4. My dog bit you and hurt you but it’s not our fault.
This is the classic ultimate defense of shifting responsibility to the victims. The investors should have known better than to believe the investment banks. The borrowers should have known better than to take toxic loans. If they were injured it was their choice to smoke, their choice to ingest skin products, water, food and other substances that caused cancer, killed you or killed your life savings and took away your home, your lifestyle and your job. It was your choice to smoke, to drink toxic water and buy into a toxic loan. So any injury is YOUR fault. In the foreclosure context this translates as “OK, the Trust never acquired the loan, the servicer therefore has nothing to service, nobody has any right to collect except the investors whose money was used in ways they never imagined. It doesn’t matter that we can’t show you proof of funding or proof of purchase because you didn’t make your payments. This is eroding now as more judges are asking the question “what difference does it make if the borrower is alleged to have stopped making payments, when the party alleging it had no right to collect, enforce or foreclose?”

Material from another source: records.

PR #10230, opened 2024-10-15
UCP/PROTO: Fix RNDV_SCHEME logic

ivankochin:
## What
Change `RNDV_SCHEME` and `RNDV_THRESH` logic to work properly.

## Why ?
Currently if user set certain `RNDV_SCHEME` without setting `RNDV_THRESH` this scheme would be forced on all sizes since `cfg_thresh` for this protocol would be `0`. This change fixes that.

## How ?
With this change remote variant can report only 2 values as `cfg_thresh`: `AUTO` and `INF`. `AUTO` reported for:
- all protocols if `RNDV_SCHEME=auto`
- protocol that is set in `RNDV_SCHEME`

`INF` is reported for all protocols that are not set in `RNDV_SCHEME` if `RNDV_SCHEME` is set to some certain protocol.

## Manual testing cases:
| RNDV_THRESH| RNDV_SCHEME| RESULT|
|--------|--------|--------|
| AUTO| AUTO| All protocols are selected basing on perf comparison|
| AUTO| GET_ZCOPY| No hard thresh, but only GET_ZCOPY protocol participates in proto selection |
| AUTO| PUT_ZCOPY| No hard thresh, but only GET_ZCOPY protocol participates in proto selection |
| 1024| AUTO| Starting from 1024 RNDV is forced but which RNDV protocol would be used decided by proto selection |
| 1024| GET_ZCOPY| RNDV_GET used starting from 1024 |
| 1024| PUT_ZCOPY| RNDV_PUT used starting from 1024 |
| INF| AUTO| RNDV is not used |
| INF| GET_ZCOPY| RNDV is not used  |
| INF| PUT_ZCOPY| RNDV is not used |

### DIFF
--- a/src/ucp/rndv/proto_rndv.c
+++ b/src/ucp/rndv/proto_rndv.c
@@ -395,24 +395,14 @@ static void ucp_proto_rndv_ctrl_variant_probe(
     /* Set priority and threshold for this variant */
     cfg_thresh   = params->super.cfg_thresh;
     cfg_priority = params->super.cfg_priority;
-    if ((remote_proto->cfg_thresh != UCS_MEMUNITS_INF) &&
-        (remote_proto->cfg_thresh != UCS_MEMUNITS_AUTO)) {
-        /* Consider remote priority and threshold only if RNDV_SCHEME or
-            * BCOPY/ZCOPY thresh are set to force these settings */
-        cfg_priority = remote_proto->cfg_priority;
-        cfg_thresh   = (cfg_thresh == UCS_MEMUNITS_AUTO) ?
-                                 remote_proto->cfg_thresh :
-                                 ucs_max(cfg_thresh, remote_proto->cfg_thresh);
+    if (remote_proto->cfg_thresh != UCS_MEMUNITS_AUTO) {
+        /* If RNDV_SCHEME is set, all protocols except forced one report INF */
+        ucs_assertv(remote_proto->cfg_thresh == UCS_MEMUNITS_INF,
+                    "variant_name=%s remote_proto->cfg_thresh=%zu",
+                    variant_name, remote_proto->cfg_thresh);
+        cfg_thresh = remote_proto->cfg_thresh;
     }
 
-    /* Remote variants priorities are used to respect RNDV_SCHEME setting
-     * so they should contain value greater than CTRL message `cfg_thresh`.
-     * Equality is allowed for RTR remote variants.
-     */
-    ucs_assertv(params->super.cfg_priority <= remote_proto->cfg_priority,
-                "remote_proto=%s params->super.cfg_priority=%u "
-                "remote_proto->cfg_priority=%u", variant_name,
-                params->super.cfg_priority, remote_proto->cfg_priority);
     ucp_proto_select_add_proto(&params->super.super, cfg_thresh, cfg_priority,
                                perf, rpriv, priv_size);
 
--- a/src/ucp/rndv/proto_rndv.inl
+++ b/src/ucp/rndv/proto_rndv.inl
@@ -20,15 +20,14 @@
 static UCS_F_ALWAYS_INLINE size_t
 ucp_proto_rndv_cfg_thresh(ucp_context_h context, uint64_t rndv_modes)
 {
+    ucp_rndv_mode_t mode = context->config.ext.rndv_mode;
     ucs_assert(!(rndv_modes & UCS_BIT(UCP_RNDV_MODE_AUTO)));
 
-    if (context->config.ext.rndv_mode == UCP_RNDV_MODE_AUTO) {
-        return UCS_MEMUNITS_AUTO; /* automatic threshold */
-    } else if (rndv_modes & UCS_BIT(context->config.ext.rndv_mode)) {
-        return 0; /* enabled by default */
-    } else {
-        return UCS_MEMUNITS_INF; /* used only as last resort */
+    if ((mode == UCP_RNDV_MODE_AUTO) || (rndv_modes & UCS_BIT(mode))) {
+        return UCS_MEMUNITS_AUTO;
     }
+
+    return UCS_MEMUNITS_INF; /* used only as last resort */
 }
 
 static UCS_F_ALWAYS_INLINE ucs_status_t
--- a/test/gtest/ucp/test_ucp_am.cc
+++ b/test/gtest/ucp/test_ucp_am.cc
@@ -1627,14 +1627,18 @@ public:
                                  void *data, size_t length,
                                  const ucp_am_recv_param_t *rx_param)
     {
-        EXPECT_TRUE(rx_param->recv_attr & UCP_AM_RECV_ATTR_FLAG_RNDV);
-        EXPECT_FALSE(rx_param->recv_attr & UCP_AM_RECV_ATTR_FLAG_DATA);
-
         ucs_status_t status = test_ucp_am_nbx::am_data_handler(header,
                                                                header_length,
                                                                data, length,
                                                                rx_param);
         EXPECT_FALSE(UCS_STATUS_IS_ERR(status));
+
+        if (!m_check_recv_rndv_flags) {
+            return status;
+        }
+
+        EXPECT_TRUE(rx_param->recv_attr & UCP_AM_RECV_ATTR_FLAG_RNDV);
+        EXPECT_FALSE(rx_param->recv_attr & UCP_AM_RECV_ATTR_FLAG_DATA);
 
         return UCS_INPROGRESS;
     }
@@ -1732,8 +1736,16 @@ public:
         return cfg->rndv_frag_size[mem_type];
     }
 
+    void check_rma_support()
+    {
+        if (!sender().is_rndv_supported()) {
+            UCS_TEST_SKIP_R("RNDV is not supported");
+        }
+    }
+
 protected:
     static constexpr unsigned RNDV_THRESH = 128;
+    bool m_check_recv_rndv_flags          = true;
     ucs_status_t m_status;
     bool m_am_recv_cb_invoked;
 };
@@ -1745,11 +1757,13 @@ UCS_TEST_P(test_ucp_am_nbx_rndv, rndv_auto, "RNDV_SCHEME=auto")
 
 UCS_TEST_P(test_ucp_am_nbx_rndv, rndv_get, "RNDV_SCHEME=get_zcopy")
 {
+    check_rma_support();
     test_am_send_recv(64 * UCS_KBYTE);
 }
 
 UCS_TEST_P(test_ucp_am_nbx_rndv, rndv_put, "RNDV_SCHEME=put_zcopy")
 {
+    check_rma_support();
     test_am_send_recv(64 * UCS_KBYTE);
 }
 
@@ -2084,6 +2098,8 @@ UCS_TEST_P(test_ucp_am_nbx_rndv_ppln, host_buff_host_frag,
            "RNDV_FRAG_MEM_TYPE=host")
 {
     // Host memory should not be pipelined thru host staging buffers
+    m_check_recv_rndv_flags = false;
+
     test_ppln_send(UCS_MEMORY_TYPE_HOST, 2, 0);
 }
 
--- a/test/gtest/ucp/test_ucp_sockaddr.cc
+++ b/test/gtest/ucp/test_ucp_sockaddr.cc
@@ -899,13 +899,18 @@ protected:
         return get_variant_value() & TEST_MODIFIER_SA_DATA_V1;
     }
 
-    bool has_rndv_lanes(ucp_ep_h ep)
+    bool has_rndv_lanes(const entity &entity)
     {
+        const auto *config   = &entity.worker()->context->config.ext;
+        const auto &ep       = entity.ep();
+        uint64_t iface_flags = (config->rndv_mode == UCP_RNDV_MODE_GET_ZCOPY) ?
+                                       UCT_IFACE_FLAG_GET_ZCOPY :
+                                       UCT_IFACE_FLAG_PUT_ZCOPY;
+
         for (ucp_lane_index_t lane_idx = 0;
              lane_idx < ucp_ep_num_lanes(ep); ++lane_idx) {
             if ((lane_idx != ucp_ep_get_cm_lane(ep)) &&
-                (ucp_ep_get_iface_attr(ep, lane_idx)->cap.flags &
-                 (UCT_IFACE_FLAG_GET_ZCOPY | UCT_IFACE_FLAG_PUT_ZCOPY)) &&
+                (ucp_ep_get_iface_attr(ep, lane_idx)->cap.flags & iface_flags) &&
                 /* RNDV lanes should be selected if transport supports GET/PUT
                  * Zcopy and: */
                 (/* - either memory invalidation can be done on its MD */
@@ -938,6 +943,10 @@ protected:
         constexpr size_t length = 4 * UCS_KBYTE;
 
         listen_and_communicate(false, SEND_DIRECTION_BIDI);
+
+        if (!has_rndv_lanes(sender())) {
+            UCS_TEST_SKIP_R("no RNDV lanes");
+        }
 
         mem_buffer send_buffer(length, UCS_MEMORY_TYPE_HOST);
         send_buffer.pattern_fill(1, length);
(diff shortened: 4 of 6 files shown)


ivankochin:
I think it worth covering this logic by tests. If we merge https://github.com/openucx/ucx/pull/9989 it would allow to cover it by the following way:

```c++

UCS_TEST_P(test_ucp_proto_mock, rndv_thresh, "RNDV_THRESH=1024", "NET_DEVICES=mlx5_0:1")
{
    setup_mock("ib").set_mock_iface_attr("rc_mlx5/mlx5_0:1",
        [](uct_iface_attr_t &iface_attr) {
            iface_attr.dev_num_paths    = 1;
            iface_attr.cap.am.max_short = 208;
            iface_attr.bandwidth.shared = 10000000000;
            iface_attr.latency.c        = 0.000006;
            iface_attr.latency.m        = 0.000000001;
        });

    connect();

    ucp_proto_select_key_t key = any_key();
    key.param.op_id_flags      = UCP_OP_ID_AM_SEND;
    key.param.op_attr          = 0;

    check_ep_config(sender(), {
        {"0",          "200",    "short",                "rc_mlx5/mlx5_0:1"},
        {"201",        "1023",   "copy-in",              "rc_mlx5/mlx5_0:1"},
        {"1024",       "91894",  "rendezvous fragmented copy-in copy-out",
                                                         "rc_mlx5/mlx5_0:1"},
        {"91895",       "inf",   "rendezvous zero-copy read from remote",
                                                         "rc_mlx5/mlx5_0:1"},
    }, key);
}

UCS_TEST_P(test_ucp_proto_mock, rndv_thresh_and_scheme, "RNDV_THRESH=1024", "RNDV_SCHEME=get_zcopy", "NET_DEVICES=mlx5_0:1")
{
    setup_mock("ib").set_mock_iface_attr("rc_mlx5/mlx5_0:1",
        [](uct_iface_attr_t &iface_attr) {
            iface_attr.dev_num_paths    = 1;
            iface_attr.cap.am.max_short = 208;
            iface_attr.bandwidth.shared = 10000000000;
            iface_attr.latency.c        = 0.000006;
            iface_attr.latency.m        = 0.000000001;
        });

    connect();

    ucp_proto_select_key_t key = any_key();
    key.param.op_id_flags      = UCP_OP_ID_AM_SEND;
    key.param.op_attr          = 0;

    check_ep_config(sender(), {
        {"0",          "200",    "short",                "rc_mlx5/mlx5_0:1"},
        {"201",        "1023",   "copy-in",              "rc_mlx5/mlx5_0:1"},
        {"1024",       "inf",    "rendezvous zero-copy read from remote",
                                                         "rc_mlx5/mlx5_0:1"},
    }, key);
}

```

src/ucp/rndv/proto_rndv.inl
```diff
@@ -22,13 +22,11 @@ ucp_proto_rndv_cfg_thresh(ucp_context_h context, uint64_t rndv_modes)
...
-        return UCS_MEMUNITS_AUTO; /* automatic threshold */
-    } else if (rndv_modes & UCS_BIT(context->config.ext.rndv_mode)) {
-        return 0; /* enabled by default */
-    } else {
-        return UCS_MEMUNITS_INF; /* used only as last resort */
+    if ((context->config.ext.rndv_mode == UCP_RNDV_MODE_AUTO) ||
+        (rndv_modes & UCS_BIT(context->config.ext.rndv_mode))) {
+        return UCS_MEMUNITS_AUTO; /* used only as last resort */
     }
+    return UCS_MEMUNITS_INF;
```
rakhmets, line 29: Looks like we only need rndv mode in this function.
```C
ucp_proto_rndv_cfg_thresh(ucp_rndv_mode_t rndv_mode, uint64_t rndv_modes)
{
    ucs_assert(!(rndv_modes & UCS_BIT(UCP_RNDV_MODE_AUTO)));

    if ((rndv_mode == UCP_RNDV_MODE_AUTO) ||
        (rndv_modes & UCS_BIT(rndv_mode))) {
        return UCS_MEMUNITS_AUTO;
    }

    return UCS_MEMUNITS_INF;
```

src/ucp/rndv/proto_rndv.inl
```diff
@@ -22,13 +22,11 @@ ucp_proto_rndv_cfg_thresh(ucp_context_h context, uint64_t rndv_modes)
...
 
-    if (context->config.ext.rndv_mode == UCP_RNDV_MODE_AUTO) {
-        return UCS_MEMUNITS_AUTO; /* automatic threshold */
-    } else if (rndv_modes & UCS_BIT(context->config.ext.rndv_mode)) {
-        return 0; /* enabled by default */
-    } else {
-        return UCS_MEMUNITS_INF; /* used only as last resort */
+    if ((context->config.ext.rndv_mode == UCP_RNDV_MODE_AUTO) ||
+        (rndv_modes & UCS_BIT(context->config.ext.rndv_mode))) {
+        return UCS_MEMUNITS_AUTO; /* used only as last resort */
```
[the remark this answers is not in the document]
ivankochin: done

brminich (dismissed):

src/ucp/rndv/proto_rndv.c
```diff
@@ -395,24 +395,13 @@ static void ucp_proto_rndv_ctrl_variant_probe(
...
-     * Equality is allowed for RTR remote variants.
-     */
-    ucs_assertv(params->super.cfg_priority <= remote_proto->cfg_priority,
-                "remote_proto=%s params->super.cfg_priority=%u "
-                "remote_proto->cfg_priority=%u", variant_name,
-                params->super.cfg_priority, remote_proto->cfg_priority);
+    if (remote_proto->cfg_thresh != UCS_MEMUNITS_AUTO) {
+        /* If RNDV_SCHEME is set, all protocols except forced one report INF */
+        ucs_assertv(remote_proto->cfg_thresh == UCS_MEMUNITS_INF,
+                    "remote_proto->cfg_thresh=%zu", remote_proto->cfg_thresh);
```
ivankochin, line 401:
```suggestion
                    "variant_name=%s remote_proto->cfg_thresh=%zu",
                    variant_name, remote_proto->cfg_thresh);
```

brminich (dismissed):

ivankochin:
Drawback of the proposed logic is that if defined `RNDV_SCHEME` is unavailable, `RNDV_THRESH` is not considered at all. 

So if we set `RNDV_SCHME=put_zcopy` and `RNDV_THRESH=0` and there are no `rma_bw_lanes` protocols selection wouldn't be fallen back to `rndv/am/bcopy/zcopy` and eager still can be chosen. That can cause many changes in tests which are relates on that fallback.

test/gtest/ucp/test_ucp_sockaddr.cc
```diff
@@ -3257,7 +3274,7 @@ UCS_TEST_P(test_ucp_sockaddr_protocols_err_sender,
 {
     size_t num_sends = ucs_max(100, 100000 / ucs::test_time_multiplier() /
                                     ucs::test_time_multiplier());
-    do_tag_rndv_killed_sender_test(4, 128, num_sends);
+    do_tag_rndv_killed_sender_test(4, 130, num_sends);
```
ivankochin, line 3277:
```suggestion
    do_tag_rndv_killed_sender_test(4, 1024, num_sends);
```

test/gtest/ucp/test_ucp_sockaddr.cc
```diff
@@ -3248,7 +3265,7 @@ UCS_TEST_P(test_ucp_sockaddr_protocols_err_sender,
 {
     size_t num_sends = ucs_max(100, 100000 / ucs::test_time_multiplier() /
                                     ucs::test_time_multiplier());
-    do_tag_rndv_killed_sender_test(1, 128, num_sends);
+    do_tag_rndv_killed_sender_test(1, 130, num_sends);
```
ivankochin, line 3268:
```suggestion
    do_tag_rndv_killed_sender_test(1, 1024, num_sends);
```

test/gtest/ucp/test_ucp_sockaddr.cc
```diff
@@ -899,13 +899,23 @@ class test_ucp_sockaddr : public ucp_test {
         return get_variant_value() & TEST_MODIFIER_SA_DATA_V1;
     }
 
-    bool has_rndv_lanes(ucp_ep_h ep)
+    bool has_rndv_lanes(const entity &entity)
     {
+        const auto *config   = &sender().worker()->context->config.ext;
+        const auto &ep       = entity.ep();
+        uint64_t iface_flags = UCT_IFACE_FLAG_GET_ZCOPY |
+                               UCT_IFACE_FLAG_PUT_ZCOPY;
```
rakhmets, line 907: The initialization is redundant.

test/gtest/ucp/test_ucp_sockaddr.cc
```diff
@@ -899,13 +899,23 @@ class test_ucp_sockaddr : public ucp_test {
         return get_variant_value() & TEST_MODIFIER_SA_DATA_V1;
     }
 
-    bool has_rndv_lanes(ucp_ep_h ep)
+    bool has_rndv_lanes(const entity &entity)
     {
+        const auto *config   = &sender().worker()->context->config.ext;
```
rakhmets, line 904:
```suggestion
        const auto *config   = &entity.worker()->context->config.ext;
```

test/gtest/ucp/test_ucp_sockaddr.cc
```diff
@@ -939,6 +949,10 @@ class test_ucp_sockaddr : public ucp_test {
 
         listen_and_communicate(false, SEND_DIRECTION_BIDI);
 
+        if (!has_rndv_lanes(sender())) {
+            UCS_TEST_SKIP_R("Has no RNDV lanes");
```
rakhmets, line 953: I think `mo RNDV lanes` is enough.

test/gtest/ucp/test_ucp_sockaddr.cc
```diff
@@ -3169,6 +3182,10 @@ class test_ucp_sockaddr_protocols_err_sender
             send_recv(sender(), receiver(), send_recv_type(), false, cb_type(),
                       sender_idx);
 
+            if (!has_rndv_lanes(sender())) {
+                UCS_TEST_SKIP_R("Has no RNDV lanes");
```
rakhmets, line 3186: The same as above.

test/gtest/ucp/test_ucp_sockaddr.cc
ivankochin: Done

test/gtest/ucp/test_ucp_sockaddr.cc
ivankochin: Done

test/gtest/ucp/test_ucp_sockaddr.cc
ivankochin: Done

test/gtest/ucp/test_ucp_sockaddr.cc
ivankochin: Done

rakhmets (approved):

test/gtest/ucp/test_ucp_am.cc
```diff
@@ -1732,8 +1736,17 @@ class test_ucp_am_nbx_rndv : public test_ucp_am_nbx_prereg {
         return cfg->rndv_frag_size[mem_type];
     }
 
+    void check_rma_support()
+    {
+        if (!sender().is_rndv_supported()) {
+            UCS_TEST_MESSAGE << "RNDV is not supported";
+            m_check_recv_rndv_flags = false;
```
brminich, line 1743: why? what if this is AM-based rndv?
also if rndv is not supported this test suite should be skipped

ivankochin: Maybe message confused you. That case is created to handler AM-based RNDV case. AFAIR AM RNDV doesn't set `recv_attr` flags. 

I can change message here to "RMA is not supported" would it be better from your point of view?

brminich: what flag do you mean? AM-based RNDV is using generic flow RTS->RTR->data chunks

ivankochin: My bad, you are right. The thing here is that due to new logic if `RNDV_SCHEME=get_zcopy` and rndv/get/zcopy is unavailable eager can be selected instead of RNDV.

So we cannot rely on fact that `UCP_AM_RECV_ATTR_FLAG_RNDV` and `UCP_AM_RECV_ATTR_FLAG_DATA`  will be set in `am_data_handler`

brminich: eager should not be selected because we set RNDV_THRESH in  `test_ucp_am_nbx_rndv`
Please either remove `check_rma_support` at all, or skip the test if RMA is not supported

src/ucp/rndv/proto_rndv.inl
```diff
@@ -20,15 +20,13 @@
...
-    if (context->config.ext.rndv_mode == UCP_RNDV_MODE_AUTO) {
-        return UCS_MEMUNITS_AUTO; /* automatic threshold */
-    } else if (rndv_modes & UCS_BIT(context->config.ext.rndv_mode)) {
-        return 0; /* enabled by default */
-    } else {
-        return UCS_MEMUNITS_INF; /* used only as last resort */
+    if ((mode == UCP_RNDV_MODE_AUTO) || (rndv_modes & UCS_BIT(mode))) {
+        return UCS_MEMUNITS_AUTO;
     }
+    return UCS_MEMUNITS_INF; /* used only as last resort */
```
yosefe, line 29: minor: space line before. or use else block

test/gtest/ucp/test_ucp_am.cc
yosefe: can we check sender().is_rndv_supported() directly in the callback and avoid m_check_recv_rndv_flags variable?

test/gtest/ucp/test_ucp_sockaddr.cc
```diff
@@ -939,6 +944,10 @@ class test_ucp_sockaddr : public ucp_test {
 
         listen_and_communicate(false, SEND_DIRECTION_BIDI);
 
+        if (!has_rndv_lanes(sender())) {
+            UCS_TEST_SKIP_R("no RNDV lanes");
+        }
```
yosefe, line 949: why need this check now - how did it pass before?

test/gtest/ucp/test_ucp_sockaddr.cc
```diff
@@ -3169,6 +3177,10 @@ class test_ucp_sockaddr_protocols_err_sender
             send_recv(sender(), receiver(), send_recv_type(), false, cb_type(),
                       sender_idx);
 
+            if (!has_rndv_lanes(sender())) {
+                UCS_TEST_SKIP_R("no RNDV lanes");
+            }
```
yosefe, line 3182: why need this check now - how did it pass before?

src/ucp/rndv/proto_rndv.inl
ivankochin: Done

test/gtest/ucp/test_ucp_am.cc
ivankochin: Together with @brminich we've decided to skip this test if RNDV not supported. @yosefe does this option work for you? `m_check_recv_rndv_flags` still needed for `test_ucp_am_nbx_rndv_ppln.host_buff_host_frag` test

test/gtest/ucp/test_ucp_sockaddr.cc
ivankochin: Before that it worked through AM-based RNDV. This patch fixes `RNDV_SCHEME` but the drawback is that when both `RNDV_SCHEME` and `RNDV_THRESH` are set and `RNDV_SCHEME` protocol is not available, `RNDV_THRESH` is not considered anymore. 

So if in that case there is no RNDV lanes, eager can be chosen.

test/gtest/ucp/test_ucp_sockaddr.cc
ivankochin: See here: https://github.com/openucx/ucx/pull/10230/files#r1846321667

test/gtest/ucp/test_ucp_sockaddr.cc
yosefe: When RNDV_THRESH is not set and RNDV_SCHEME is not available, i would expect a fallback to AM-based rndv, since RDNV_THRESH should have higher "priority".

ivankochin: So if the only setting is "RNDV_SCHEME=get_zcopy" and this protocol is not available then falling back to AM-based RNDV is preferrable over eager protocols?

brminich: i guees @yosefe meant when RNDV_THRESH is set, like it is in this case

yosefe: > i guees @yosefe meant when RNDV_THRESH is set, like it is in this case

Right, i've meant set

yosefe (approved):

yosefe:
@ivankochin can you pls squash?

Which brings us to the fifth dog which is that even if the behavior of Wall Street executives and employees was illegal we must allow them to keep their ill-gotten wealth and we must maintain the big banks because if they are required to report the truth on their financial statements they will all fail, leaving 7,000 community banks and credit unions to pick up the pieces. So various PR settlements, fines and even “damages” have been the subject of agreements. None of them address the essential fact that the homes were not free to anyone, that the homeowners invested heavily in maintaining the home, and that the homeowner and the investors — the only two real parties in interest — have been excluded from both the litigation and the settlement process.
The parallel strategy is intimidation. If the Banks convince you that worse things will happen if they are made accountable for all the damage they created, then government, courts and people will back off. It’s the one strategy that works nearly all the time: “scare the s**t out of them!”